| WHAT YOU WILL DO |
The data should be transcribed in its entirety, word for word.
-=-=-=-=-
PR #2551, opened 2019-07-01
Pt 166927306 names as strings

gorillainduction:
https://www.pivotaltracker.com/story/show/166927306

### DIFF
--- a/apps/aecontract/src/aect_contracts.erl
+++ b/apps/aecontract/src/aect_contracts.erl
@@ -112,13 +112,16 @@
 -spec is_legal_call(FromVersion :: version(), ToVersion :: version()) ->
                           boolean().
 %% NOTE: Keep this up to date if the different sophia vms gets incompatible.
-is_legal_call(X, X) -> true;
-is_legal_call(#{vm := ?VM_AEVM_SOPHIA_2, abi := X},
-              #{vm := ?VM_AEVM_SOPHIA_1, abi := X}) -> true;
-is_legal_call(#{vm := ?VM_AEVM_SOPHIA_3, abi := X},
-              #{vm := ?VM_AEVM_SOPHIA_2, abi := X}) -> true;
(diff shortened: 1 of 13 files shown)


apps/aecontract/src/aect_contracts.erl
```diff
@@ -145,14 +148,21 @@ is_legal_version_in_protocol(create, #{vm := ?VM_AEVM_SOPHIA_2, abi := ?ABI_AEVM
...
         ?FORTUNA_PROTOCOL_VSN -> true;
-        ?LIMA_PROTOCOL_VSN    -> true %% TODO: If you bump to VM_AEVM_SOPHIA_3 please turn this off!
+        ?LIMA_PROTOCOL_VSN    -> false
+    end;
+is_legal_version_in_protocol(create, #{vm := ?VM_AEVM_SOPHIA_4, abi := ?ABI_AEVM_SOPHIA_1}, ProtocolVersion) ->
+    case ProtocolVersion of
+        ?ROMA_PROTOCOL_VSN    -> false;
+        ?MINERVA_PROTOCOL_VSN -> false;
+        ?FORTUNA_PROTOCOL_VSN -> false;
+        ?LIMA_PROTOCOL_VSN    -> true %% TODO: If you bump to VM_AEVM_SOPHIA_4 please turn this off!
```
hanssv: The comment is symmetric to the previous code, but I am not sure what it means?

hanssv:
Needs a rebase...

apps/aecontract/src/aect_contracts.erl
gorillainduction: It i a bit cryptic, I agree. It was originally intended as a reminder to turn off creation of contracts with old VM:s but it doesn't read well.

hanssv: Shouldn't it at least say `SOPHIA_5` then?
-=-=-=-=-
| WRITTEN ANSWER |
PR #2551, opened 2019-07-01
Pt 166927306 names as strings

gorillainduction:
https://www.pivotaltracker.com/story/show/166927306

### DIFF
--- a/apps/aecontract/src/aect_contracts.erl
+++ b/apps/aecontract/src/aect_contracts.erl
@@ -112,13 +112,16 @@
 -spec is_legal_call(FromVersion :: version(), ToVersion :: version()) ->
                           boolean().
 %% NOTE: Keep this up to date if the different sophia vms gets incompatible.
-is_legal_call(X, X) -> true;
-is_legal_call(#{vm := ?VM_AEVM_SOPHIA_2, abi := X},
-              #{vm := ?VM_AEVM_SOPHIA_1, abi := X}) -> true;
-is_legal_call(#{vm := ?VM_AEVM_SOPHIA_3, abi := X},
-              #{vm := ?VM_AEVM_SOPHIA_2, abi := X}) -> true;
(diff shortened: 1 of 13 files shown)


apps/aecontract/src/aect_contracts.erl
```diff
@@ -145,14 +148,21 @@ is_legal_version_in_protocol(create, #{vm := ?VM_AEVM_SOPHIA_2, abi := ?ABI_AEVM
...
         ?FORTUNA_PROTOCOL_VSN -> true;
-        ?LIMA_PROTOCOL_VSN    -> true %% TODO: If you bump to VM_AEVM_SOPHIA_3 please turn this off!
+        ?LIMA_PROTOCOL_VSN    -> false
+    end;
+is_legal_version_in_protocol(create, #{vm := ?VM_AEVM_SOPHIA_4, abi := ?ABI_AEVM_SOPHIA_1}, ProtocolVersion) ->
+    case ProtocolVersion of
+        ?ROMA_PROTOCOL_VSN    -> false;
+        ?MINERVA_PROTOCOL_VSN -> false;
+        ?FORTUNA_PROTOCOL_VSN -> false;
+        ?LIMA_PROTOCOL_VSN    -> true %% TODO: If you bump to VM_AEVM_SOPHIA_4 please turn this off!
```
hanssv: The comment is symmetric to the previous code, but I am not sure what it means?

hanssv:
Needs a rebase...

apps/aecontract/src/aect_contracts.erl
gorillainduction: It i a bit cryptic, I agree. It was originally intended as a reminder to turn off creation of contracts with old VM:s but it doesn't read well.

hanssv: Shouldn't it at least say `SOPHIA_5` then?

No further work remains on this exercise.